Hoe-aandelen-waarderen-in-de-aangifte-nalatenschap?-delboo-advocaten

De waardering van aandelen van een KMO die tot de nalatenschap behoren, is vaak stof tot hevige discussies met de Vlaamse Belastingdienst (VLABEL). In een arrest van 19 december 2023 heeft het hof van beroep te Gent zich hierover uitgesproken.

Achtergrond

De enige aandeelhouder en bestuurder van een BV overlijdt op 7 december 2017. In de aangifte van nalatenschap wordt de waarde van de aandelen van de BV geschat op 129.000 euro, dit is de prijs waarvoor de erfgenamen de aandelen op 18 juli 2018 hebben verkocht.

De aandelen worden echter door VLABEL gewaardeerd op 370.425,67 euro. VLABEL gaat hierbij uit van de intrinsieke waarde van de aandelen zoals blijkt uit de jaarrekening van het laatst afgesloten boekjaar, vermeerderd met de geprorateerde winst van het lopende boekjaar tot op de datum van overlijden.

De erfgenamen gaan niet akkoord met deze waardebepaling. Zij wijzen er onder meer op dat de aandelen door de administratie werden gewaardeerd op basis van de balans van 31 december 2017, terwijl er op 28 maart 2018 nog een kapitaalvermindering werd doorgevoerd van 144.000 euro tot aanzuivering van een negatieve rekening-courant van de erflater.

Hof van beroep te Gent

Het hof stelt dat de verkoopwaarde op de dag van het overlijden dient te worden aangegeven. Hierbij mag in de regel geen rekening worden gehouden met feiten die zich na het overlijden voordoen, ongeacht of deze feiten de waarde van de aandelen in positieve of in negatieve zin beïnvloeden. Zo kan dus geen rekening worden gehouden met de kapitaalvermindering die werd doorgevoerd in maart 2018, ook al diende deze om de rekening-courant van de erflater aan te zuiveren. De erfgenamen kunnen ter zake geen compensatie doorvoeren.

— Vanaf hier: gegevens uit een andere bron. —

Issue #568, opened 2022-09-05
ensure case-insensitive match


lsmith77:
`first class citizen` vs. `First class citizen`

![IMG_0667](https://user-images.githubusercontent.com/300279/188401095-2f82d0fc-b4b1-4a83-97da-dacdd55fae8e.jpeg)

lsmith77:
Link to feature: https://wittyworks.productboard.com/feature-board/planning/features/15194115

lsmith77:
I had a quick look at this issue to see if all we needed to do is replace `if span.text == sentence:` with `if span.text.lower() == sentence.lower():`.

But the issue is that the phrase matcher already doesn't match `First class`.

```
def get_matches(tokens, phrases):
    # Phrase matcher part to handle False positives with two words and special symbols
    matcher = PhraseMatcher(model[lang.lang].vocab)

    # Only run model.make_doc to speed things up
    patterns = [model[lang.lang].make_doc(text) for text in phrases]
    matcher.add("TerminologyList", patterns)
    return matcher(tokens)
```

PR #574, opened 2022-09-08
fix upper and lower case match for multiterms

lnazarenko:
https://github.com/witty-works/nlp_api/issues/568


lsmith77:
@lnazarenko there are 3 more cases where we have `if span.text == sentence:` .. should those also be updated?

lsmith77 (approved):

PR #578, opened 2022-09-10
removed support for the old 1.1 format and endpoints for rules stored in redis

lsmith77:
this also cleans up the code in other ways:

* merged several of the rule functions to reduce code duplication
* removed redundant code communicating with redis
* aligned function names
  * `fetch` is used for internal functions (so that `get`, `delete`, `post` etc can be used for routes)
  * `_from_redis` reads from redis
  * `_from_request` uses the request data to then read from relevant data sources (ie. redis)

also dropped the `/form` endpoint since it is for quite some time no longer used and redirect to `/editor` and not `/form`

### DIFF
--- a/app/main.py
+++ b/app/main.py
@@ -756,6 +756,32 @@ async def fetch_organization_rules_for_request(
     return rules
 
 
+def fetch_email_from_claims(claims):
+    try:  # pragma: no cover
+        if claims["aud"] != settings.aadb2c_client_id:
+            raise HTTPException(
+                status_code=status.HTTP_403_FORBIDDEN,
+                detail="access token does not match client id",
+            )
+
+        if "email" in claims:
+            return claims["email"]
+
+        if "emails" in claims and len(claims["emails"]) > 0:
+            return claims["emails"][0]
+
+    except KeyError:
+        raise HTTPException(
+            status_code=status.HTTP_403_FORBIDDEN,
+            detail="access token does not map to email",
+        )
+
+    raise HTTPException(
+        status_code=status.HTTP_403_FORBIDDEN,
+        detail="no email found in claim",
+    )
+
+
 def fetch_user(request: Request):
     if "authorization" in request.headers and request.headers[
         "authorization"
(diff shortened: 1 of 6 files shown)


hellasol (approved):

app/main.py
```diff
@@ -1593,7 +1504,7 @@ def english_rules(version: float, config: Config, lang: Language, tokens, text:
         )
 
     if is_sub_category_enabled(config, "inclusive"):
-        list_full += rules_based_words_phrase_matcher_no_alt_en(
+        list_full += rules_based_words_phrase_matcher_en(
```
lnazarenko: rules_based_words_phrase_matcher_no_alt_en doesn't provide alternatives, currently it is used only for inclusive category
rules_based_words_phrase_matcher_en this is common function for English rules and it provides alternatives

app/main.py
```diff
@@ -1857,7 +1772,8 @@ def plural_or_singular_en(
 ):
     if token_morph_number[0] == "Sing":
         return alternative_sing, subcategory
-    elif token_morph_number[0] == "Plur":
+
```
lnazarenko, line 1833: why did you change elif to if? Usually in Python if.. elif... else... statements

lsmith77: because the previous `if` does a return

app/main.py
lsmith77: yeah .. I have adapted `rules_based_words_phrase_matcher_en` to be able to handle the case when no alternatives are provided. I can show you how this works on Thursday

app/main.py
```diff
@@ -2407,11 +2331,10 @@ def rules_based_words_phrase_matcher_de(
 
 # matcher to false positives
 def is_false_positive_match(list_false_positive, tokens, token):
-    if list_false_positive.__len__() > 0:
```
lnazarenko, line 2404: why did you remove the check of the length of false positives list?

lnazarenko (approved):

app/main.py
lsmith77: because if the list is empty, then the for loop will just not iterate over anything

PR #583, opened 2022-09-20
update sentry integration, also update all dependencies

### LINKED ISSUE #569: check why sentry is not receiving 500 error stack traces

lsmith77:
Sentry just released official support for FastAPI, so we can remove a lot of custom code:
https://blog.sentry.io/2022/09/01/fastapi-and-starlette-sentry-integrations-have-arrived/

fixes https://github.com/witty-works/nlp_api/issues/569

### DIFF
--- a/app/sentry.py
+++ b/app/sentry.py
@@ -1,5 +1,8 @@
 import sentry_sdk
 from sentry_sdk.integrations.aiohttp import AioHttpIntegration
+from sentry_sdk.integrations.starlette import StarletteIntegration
+from sentry_sdk.integrations.fastapi import FastApiIntegration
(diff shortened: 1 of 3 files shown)


app/sentry.py
```diff
@@ -13,7 +16,7 @@ def sentry_clean_sensitive_frame(
     return frame
 
 
-def sentry_clean_event_data(event):  # pragma: no cover
+def sentry_clean_event_data(event, hint):  # pragma: no cover
```
lsmith77, line 19: it seems this was actually the root issue

hellasol (approved):

Issue #381, opened 2018-04-17
README installation instructions are broken


ryanj:
The binary path listed in the README instructions is incorrect:
https://github.com/redhat-developer/odo#installation

Feel free to disregard if a new release of `odo` is due soon, as the README's install URL will likely get patched as a part of that update process.

kadel:
Yep, said this was caused when we renamed the project to ODO.
Release 0.0.4 will be today, it will fix this.

kadel:
fixed in #386

PR #382, opened 2018-04-17
Fixing release URLs in README install guide #381

ryanj:
see #381


surajnarwade:
@ryanj we don't need to update README since we are having release today with new name `odo`

kadel:
thank you @ryanj.
I've just fixed this with the new release.

PR #383, opened 2018-04-17
Fix infinite loop in e2e tests

### LINKED ISSUE #368: Infinite loop in e2e
There is a for loop that can run forever in e2e tests

https://github.com/redhat-developer/odo/blob/master/tests/e2e/e2e_test.go#L219

ashetty1:
Fixes #368

### DIFF
--- a/tests/e2e/e2e_test.go
+++ b/tests/e2e/e2e_test.go
@@ -45,7 +45,7 @@ func pingSvc(url string) {
 	for {
 		select {
 		case <-pingTimeout:
-			Fail("could not ping the specific service in given time: 10 minutes")
+			Fail("could not ping the specific service in given time: 5 minutes")
 
 		case <-tick:
 			httpTimeout := time.Duration(10 * time.Second)
@@ -69,6 +69,35 @@ func pingSvc(url string) {
 
 		if ep {
 			break
+		}
+	}
+}
+
+// waitForCmdOut runs a command until it gets
+// the expected output.
+// It accepts 2 arguments, cmd (command to be run)
+// & expOut (expected output).
+// It times out if the command doesn't fetch the
+// expected output  within the timeout period (1m).
+func waitForCmdOut(cmd string, expOut string) bool {
+
+	pingTimeout := time.After(1 * time.Minute)
+	tick := time.Tick(time.Second)
+
+	for {
+		select {
+		case <-pingTimeout:
+			Fail("Timeout out after 1 minute")
+
+		case <-tick:
+			out, err := exec.Command("/bin/sh", "-c", cmd).Output()
+			if err != nil {
+				Fail(err.Error())
+			}
+
+			if string(out) == expOut {
+				return true
+			}
 		}
 	}
 }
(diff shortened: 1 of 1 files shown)


tests/e2e/e2e_test.go
```diff
@@ -73,6 +73,29 @@ func pingSvc(url string) {
...
+		case <-pingTimeout:
+			Fail("timeout out after 5 minutes")
+
+		case <-tick:
+			out, err := exec.Command("/bin/sh", "-c", cmd).Output()
+			if err != nil {
+				Fail(err.Error())
+			}
+
+			outInt, _ := strconv.Atoi(string(out))
```
kadel: why are we converting the output to int?

tests/e2e/e2e_test.go
```diff
@@ -73,6 +73,29 @@ func pingSvc(url string) {
...
+			if outInt > 0 {
```
kadel: what happens when `outInt` is 0 or less?

tests/e2e/e2e_test.go
ashetty1: @kadel I need the output in int since I am doing `wc -l` comparison

tests/e2e/e2e_test.go
ashetty1: @kadel continues in the loop for 5 minutes

tests/e2e/e2e_test.go
kadel: then we need a different name for this function. It is really specific one command, and it won't work for anything that is not ending with `wc`

kadel: :+1: that looks better. 
It might be good to change function name `pingCmd` doesn't really indicate what this function does. 
Also, don't forget to add a comment with a description what this function is for.

tests/e2e/e2e_test.go
```diff
@@ -73,6 +73,29 @@ func pingSvc(url string) {
...
 }
 
+func pingCmd(cmd string) bool {
+	pingTimeout := time.After(5 * time.Minute)
+	tick := time.Tick(time.Second)
+
+	for {
+		select {
+		case <-pingTimeout:
+			Fail("timeout out after 5 minutes")
```
kadel: Shouldn't be this timeout shorter? 5mins is really long time.
How about 1min? Is there a chance that after 1min the command will succeed?

ashetty1: Sure.  Have changed it to 1min for now. ALso, have changed the function name to `waitForCmdOut`

tests/e2e/e2e_test.go
```diff
@@ -73,6 +73,35 @@ func pingSvc(url string) {
 	}
 }
 
+func waitForCmdOut(cmd string, expOut string) bool {
+	// This function runs the command until it \
```
kadel: The comment should be before the function.
Check this out https://blog.golang.org/godoc-documenting-go-code

ashetty1:
@kadel hope this works.

Issue #373, opened 2018-04-16
Switching to a non-existing project


mik-dass:
[mdas@localhost odo]$ ./odo project list
     ACTIVE   NAME
              blah-project
              myproject
       *      reed
     [mdas@localhost odo]$ ./odo project set nodejs 
     Now using project : nodejs

Without creating currently we can switch to a non-existing project

kadel:
the same is true for component https://github.com/redhat-developer/odo/issues/127

containscafeine:
Closed in #384

PR #384, opened 2018-04-17
Fixes the problem of switching to a non-existing project

mik-dass:
Issue : #373


surajnarwade:
Worked for me, LGTM

Issue #127, opened 2018-02-26
`component.SetCurrent(name string)` should error out if setting to component that doesn't exist


kadel:
`component.SetCurrent(name string)` should error out if setting to component that doesn't exis

Currently, it is not erroring out because `component.List()` is not yet implemented (#53).
When we add it, it should be used in `component.SetCurrent(name string)` to verify that component that is requested to be set as current actually exists.

ashetty1:
The issue below because of this, I assume.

Volgens het hof kan niet zomaar worden aangenomen dat de waarde waartegen de aandelen in juli 2018 werden verkocht de waarde op het ogenblik van overlijden vertegenwoordigt, onder meer gelet op het tijdsverloop na het overlijden. De administratie heeft de aandelen gewaardeerd tegen hun intrinsieke waarde per 31 maart 2017 vermeerderd met de geprorateerde winst van het boekjaar tot op het ogenblik van het overlijden. Het hof oordeelt dat deze proratering een objectieve en controleerbare methode is om tot de winst op het ogenblik van het overlijden te komen.

De erfgenamen stellen echter dat bij de waardering van de aandelen dient rekening te worden gehouden met de afhankelijkheid van de onderneming van haar enige bestuurder en met een liquiditeitsrisico op de aandelen. Zij bepalen de waarde van de onderneming aan de hand van haar rendementswaarde op basis van de EBITDA van de vennootschap met multiple 5.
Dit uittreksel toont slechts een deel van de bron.